Webcam funzt übrigendsmittlerweile, bei der Tastatur tut sich noch immer nichts, und der Broadband Treiber scheint zu funktionieren. Ich bekomme aber die Fehlermeldung "Abonnement abgelaufen" und es steht Verizon Service (US Provider, das Gerät ist aus den USA btw.). Der Fingerscanner Dingens is mir eigentlich egal, wenn das Teil nicht geht bin ich nicht böse


----------



## DeepFrozen (20. November 2011)

Die Reihenfolge der Treiber ist wichtig!


"For a clean installation Windows 7 64-bit OS: before installing the Sony Notebook Utilities package must do the following steps:
1. Must install all drivers [also erstmal alles, was auf der Supportseite unter "Vorinstalliert" bereitgestellt wird]
2. Must install Sony Shared Library"

Also:
1. Treiber
2. Sony Shared Library
3. Sony Notebook Ulitilities


Zusaetzlich ist zu beachten, dass auf der Sony Homepage manche Treiber etwas "durcheinander" aufgelistet sind. Das heisst, wenn du z.B. die 64bit Treiber benoetigst, dann kann es sein das diese durcheinander auf der Treiberseite unter "vorinstalliert" gelistet sind.
Unbedingt darauf achten,d ass du nicht ausversehen einen 32bit Treiber installierst, falls du ein 64bit OS hast.

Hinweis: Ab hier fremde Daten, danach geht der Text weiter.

PR #563, opened 2023-06-24
Scaladoc3 Wiki Syntax Flag

j-mie6:
Added the wiki syntax flag for non-pure Scala 3 projects, since scaladoc2 uses the wiki syntax with no markdown support. Pure Scala 3 builds may just use markdown support as intended.


armanbilge (approved):
thanks, this is great! had no idea we were missing this 😇

PR #517, opened 2020-04-03
profile.CheckValid should return an error if location has a line with empty function

Labutin:
CheckValid should check that all lines in locations have non nil function pointer.

### DIFF
--- a/profile/profile.go
+++ b/profile/profile.go
@@ -402,6 +402,8 @@ func (p *Profile) CheckValid() error {
 				if f.ID == 0 || functions[f.ID] != f {
 					return fmt.Errorf("inconsistent function %p: %d", f, f.ID)
 				}
+			} else {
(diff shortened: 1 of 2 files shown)


profile/profile.go
```diff
@@ -402,6 +402,8 @@ func (p *Profile) CheckValid() error {
 				if f.ID == 0 || functions[f.ID] != f {
 					return fmt.Errorf("inconsistent function %p: %d", f, f.ID)
 				}
+			} else {
+				return fmt.Errorf("profile has nil function in location line")
```
aalexand, line 406: Can we include any context in the error message that will help triage the error?

aalexand, line 406: Do the nil check first and unindent the main path.

Labutin: Done

Labutin: Done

Du musst hier *alles* http://www.sony.de/support/de/product/VPCSB1Z9E_B/updates unter der Rubrik "Aktuelle Updates > Windows 7" und unter der Rubrik "Vorinstallierte Treiber und Programme > Windows 7" installieren. Ich schreibe extra alles fett, weil die Sony Vaio Software/Tools teilweise mit den Treibern so verknuepft sind, das man unbedingt beides braucht das auch alles laeuft so wie es soll. Also nicht nach dem Motto "Diese Vaio Software brauche ich nicht, die installiere ich nicht mit" denken.
Und wie gesagt darauf achten, dass du jeweils nur die 32bit bzw 64bit Treiber installierst.
Und die Treiber immer als Admin ausfuehren und installieren, und vorher Antivirenprogramme oder aehnliches abschalten.


----------